» **RECORDED INFORMATION**
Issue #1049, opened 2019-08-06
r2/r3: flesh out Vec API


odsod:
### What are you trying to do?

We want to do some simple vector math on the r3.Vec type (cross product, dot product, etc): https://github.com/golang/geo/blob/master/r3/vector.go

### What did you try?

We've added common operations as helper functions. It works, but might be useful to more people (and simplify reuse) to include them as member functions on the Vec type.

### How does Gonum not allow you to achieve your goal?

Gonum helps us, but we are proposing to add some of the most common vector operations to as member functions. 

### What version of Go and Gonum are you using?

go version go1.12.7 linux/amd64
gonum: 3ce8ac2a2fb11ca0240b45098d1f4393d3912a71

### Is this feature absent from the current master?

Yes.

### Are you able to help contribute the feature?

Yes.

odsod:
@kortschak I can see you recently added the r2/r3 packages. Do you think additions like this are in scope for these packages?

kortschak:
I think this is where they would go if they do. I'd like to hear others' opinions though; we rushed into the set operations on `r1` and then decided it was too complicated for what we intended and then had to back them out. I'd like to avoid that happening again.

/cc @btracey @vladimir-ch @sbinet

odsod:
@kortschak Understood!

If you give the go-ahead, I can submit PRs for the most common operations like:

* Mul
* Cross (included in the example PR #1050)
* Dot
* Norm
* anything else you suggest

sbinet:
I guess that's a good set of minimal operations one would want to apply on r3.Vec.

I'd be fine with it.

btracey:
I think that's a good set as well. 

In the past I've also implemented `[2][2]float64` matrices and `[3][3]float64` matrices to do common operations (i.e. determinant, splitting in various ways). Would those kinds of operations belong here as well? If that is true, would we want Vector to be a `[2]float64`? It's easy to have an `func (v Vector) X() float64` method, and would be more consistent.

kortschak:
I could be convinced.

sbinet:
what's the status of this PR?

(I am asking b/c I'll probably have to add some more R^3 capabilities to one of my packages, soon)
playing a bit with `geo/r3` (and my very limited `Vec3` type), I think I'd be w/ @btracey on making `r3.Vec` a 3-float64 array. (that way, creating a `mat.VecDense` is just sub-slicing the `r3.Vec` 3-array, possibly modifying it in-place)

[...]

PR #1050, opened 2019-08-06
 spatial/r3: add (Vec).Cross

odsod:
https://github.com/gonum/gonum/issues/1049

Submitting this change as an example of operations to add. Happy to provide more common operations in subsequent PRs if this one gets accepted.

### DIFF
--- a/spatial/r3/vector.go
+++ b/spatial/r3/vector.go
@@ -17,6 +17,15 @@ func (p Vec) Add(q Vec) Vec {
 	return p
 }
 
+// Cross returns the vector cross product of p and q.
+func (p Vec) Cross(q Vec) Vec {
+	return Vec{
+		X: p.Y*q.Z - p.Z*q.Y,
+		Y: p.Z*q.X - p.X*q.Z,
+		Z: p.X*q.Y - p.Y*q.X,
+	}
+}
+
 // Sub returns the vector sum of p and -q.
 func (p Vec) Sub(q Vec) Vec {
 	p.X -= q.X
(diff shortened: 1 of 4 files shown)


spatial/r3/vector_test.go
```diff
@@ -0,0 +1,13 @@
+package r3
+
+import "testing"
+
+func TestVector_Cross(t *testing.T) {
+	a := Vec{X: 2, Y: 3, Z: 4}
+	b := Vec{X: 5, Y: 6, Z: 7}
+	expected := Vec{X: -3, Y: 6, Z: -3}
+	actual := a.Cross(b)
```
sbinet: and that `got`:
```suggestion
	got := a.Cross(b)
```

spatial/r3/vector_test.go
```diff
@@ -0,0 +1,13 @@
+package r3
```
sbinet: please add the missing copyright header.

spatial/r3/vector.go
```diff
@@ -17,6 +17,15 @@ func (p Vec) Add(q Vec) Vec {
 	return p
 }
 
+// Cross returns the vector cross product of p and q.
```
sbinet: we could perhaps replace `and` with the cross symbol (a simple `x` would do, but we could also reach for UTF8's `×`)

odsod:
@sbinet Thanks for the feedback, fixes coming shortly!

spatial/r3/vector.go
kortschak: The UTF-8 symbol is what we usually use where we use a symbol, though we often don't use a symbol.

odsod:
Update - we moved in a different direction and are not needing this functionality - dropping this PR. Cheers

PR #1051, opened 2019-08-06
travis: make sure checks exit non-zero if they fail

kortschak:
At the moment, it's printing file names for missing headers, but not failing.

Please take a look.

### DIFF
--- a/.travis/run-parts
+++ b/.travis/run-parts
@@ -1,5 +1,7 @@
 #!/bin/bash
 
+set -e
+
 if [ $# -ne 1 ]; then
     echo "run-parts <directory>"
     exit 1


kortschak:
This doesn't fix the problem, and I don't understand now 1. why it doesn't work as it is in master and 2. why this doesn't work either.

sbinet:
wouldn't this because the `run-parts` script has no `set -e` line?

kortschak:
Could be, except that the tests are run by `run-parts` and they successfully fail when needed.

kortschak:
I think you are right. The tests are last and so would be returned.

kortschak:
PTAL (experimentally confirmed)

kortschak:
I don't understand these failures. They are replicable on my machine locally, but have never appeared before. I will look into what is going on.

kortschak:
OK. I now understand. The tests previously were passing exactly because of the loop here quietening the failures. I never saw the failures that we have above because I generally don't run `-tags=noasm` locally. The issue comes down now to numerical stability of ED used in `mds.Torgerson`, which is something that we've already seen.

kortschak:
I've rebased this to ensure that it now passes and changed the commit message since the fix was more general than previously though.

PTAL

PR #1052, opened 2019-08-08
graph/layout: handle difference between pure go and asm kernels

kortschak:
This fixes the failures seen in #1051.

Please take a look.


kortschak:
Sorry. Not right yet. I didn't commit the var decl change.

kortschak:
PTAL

» **WORK TO COMPLETE**
Send back each record exactly as it stands.

» **THE ANSWER**
Issue #1049, opened 2019-08-06
r2/r3: flesh out Vec API


odsod:
### What are you trying to do?

We want to do some simple vector math on the r3.Vec type (cross product, dot product, etc): https://github.com/golang/geo/blob/master/r3/vector.go

### What did you try?

We've added common operations as helper functions. It works, but might be useful to more people (and simplify reuse) to include them as member functions on the Vec type.

### How does Gonum not allow you to achieve your goal?

Gonum helps us, but we are proposing to add some of the most common vector operations to as member functions. 

### What version of Go and Gonum are you using?

go version go1.12.7 linux/amd64
gonum: 3ce8ac2a2fb11ca0240b45098d1f4393d3912a71

### Is this feature absent from the current master?

Yes.

### Are you able to help contribute the feature?

Yes.

odsod:
@kortschak I can see you recently added the r2/r3 packages. Do you think additions like this are in scope for these packages?

kortschak:
I think this is where they would go if they do. I'd like to hear others' opinions though; we rushed into the set operations on `r1` and then decided it was too complicated for what we intended and then had to back them out. I'd like to avoid that happening again.

/cc @btracey @vladimir-ch @sbinet

odsod:
@kortschak Understood!

If you give the go-ahead, I can submit PRs for the most common operations like:

* Mul
* Cross (included in the example PR #1050)
* Dot
* Norm
* anything else you suggest

sbinet:
I guess that's a good set of minimal operations one would want to apply on r3.Vec.

I'd be fine with it.

btracey:
I think that's a good set as well. 

In the past I've also implemented `[2][2]float64` matrices and `[3][3]float64` matrices to do common operations (i.e. determinant, splitting in various ways). Would those kinds of operations belong here as well? If that is true, would we want Vector to be a `[2]float64`? It's easy to have an `func (v Vector) X() float64` method, and would be more consistent.

kortschak:
I could be convinced.

sbinet:
what's the status of this PR?

(I am asking b/c I'll probably have to add some more R^3 capabilities to one of my packages, soon)
playing a bit with `geo/r3` (and my very limited `Vec3` type), I think I'd be w/ @btracey on making `r3.Vec` a 3-float64 array. (that way, creating a `mat.VecDense` is just sub-slicing the `r3.Vec` 3-array, possibly modifying it in-place)

[...]

PR #1050, opened 2019-08-06
 spatial/r3: add (Vec).Cross

odsod:
https://github.com/gonum/gonum/issues/1049

Submitting this change as an example of operations to add. Happy to provide more common operations in subsequent PRs if this one gets accepted.

### DIFF
--- a/spatial/r3/vector.go
+++ b/spatial/r3/vector.go
@@ -17,6 +17,15 @@ func (p Vec) Add(q Vec) Vec {
 	return p
 }
 
+// Cross returns the vector cross product of p and q.
+func (p Vec) Cross(q Vec) Vec {
+	return Vec{
+		X: p.Y*q.Z - p.Z*q.Y,
+		Y: p.Z*q.X - p.X*q.Z,
+		Z: p.X*q.Y - p.Y*q.X,
+	}
+}
+
 // Sub returns the vector sum of p and -q.
 func (p Vec) Sub(q Vec) Vec {
 	p.X -= q.X
(diff shortened: 1 of 4 files shown)


spatial/r3/vector_test.go
```diff
@@ -0,0 +1,13 @@
+package r3
+
+import "testing"
+
+func TestVector_Cross(t *testing.T) {
+	a := Vec{X: 2, Y: 3, Z: 4}
+	b := Vec{X: 5, Y: 6, Z: 7}
+	expected := Vec{X: -3, Y: 6, Z: -3}
+	actual := a.Cross(b)
```
sbinet: and that `got`:
```suggestion
	got := a.Cross(b)
```

spatial/r3/vector_test.go
```diff
@@ -0,0 +1,13 @@
+package r3
```
sbinet: please add the missing copyright header.

spatial/r3/vector.go
```diff
@@ -17,6 +17,15 @@ func (p Vec) Add(q Vec) Vec {
 	return p
 }
 
+// Cross returns the vector cross product of p and q.
```
sbinet: we could perhaps replace `and` with the cross symbol (a simple `x` would do, but we could also reach for UTF8's `×`)

odsod:
@sbinet Thanks for the feedback, fixes coming shortly!

spatial/r3/vector.go
kortschak: The UTF-8 symbol is what we usually use where we use a symbol, though we often don't use a symbol.

odsod:
Update - we moved in a different direction and are not needing this functionality - dropping this PR. Cheers

PR #1051, opened 2019-08-06
travis: make sure checks exit non-zero if they fail

kortschak:
At the moment, it's printing file names for missing headers, but not failing.

Please take a look.

### DIFF
--- a/.travis/run-parts
+++ b/.travis/run-parts
@@ -1,5 +1,7 @@
 #!/bin/bash
 
+set -e
+
 if [ $# -ne 1 ]; then
     echo "run-parts <directory>"
     exit 1


kortschak:
This doesn't fix the problem, and I don't understand now 1. why it doesn't work as it is in master and 2. why this doesn't work either.

sbinet:
wouldn't this because the `run-parts` script has no `set -e` line?

kortschak:
Could be, except that the tests are run by `run-parts` and they successfully fail when needed.

kortschak:
I think you are right. The tests are last and so would be returned.

kortschak:
PTAL (experimentally confirmed)

kortschak:
I don't understand these failures. They are replicable on my machine locally, but have never appeared before. I will look into what is going on.

kortschak:
OK. I now understand. The tests previously were passing exactly because of the loop here quietening the failures. I never saw the failures that we have above because I generally don't run `-tags=noasm` locally. The issue comes down now to numerical stability of ED used in `mds.Torgerson`, which is something that we've already seen.

kortschak:
I've rebased this to ensure that it now passes and changed the commit message since the fix was more general than previously though.

PTAL

PR #1052, opened 2019-08-08
graph/layout: handle difference between pure go and asm kernels

kortschak:
This fixes the failures seen in #1051.

Please take a look.


kortschak:
Sorry. Not right yet. I didn't commit the var decl change.

kortschak:
PTAL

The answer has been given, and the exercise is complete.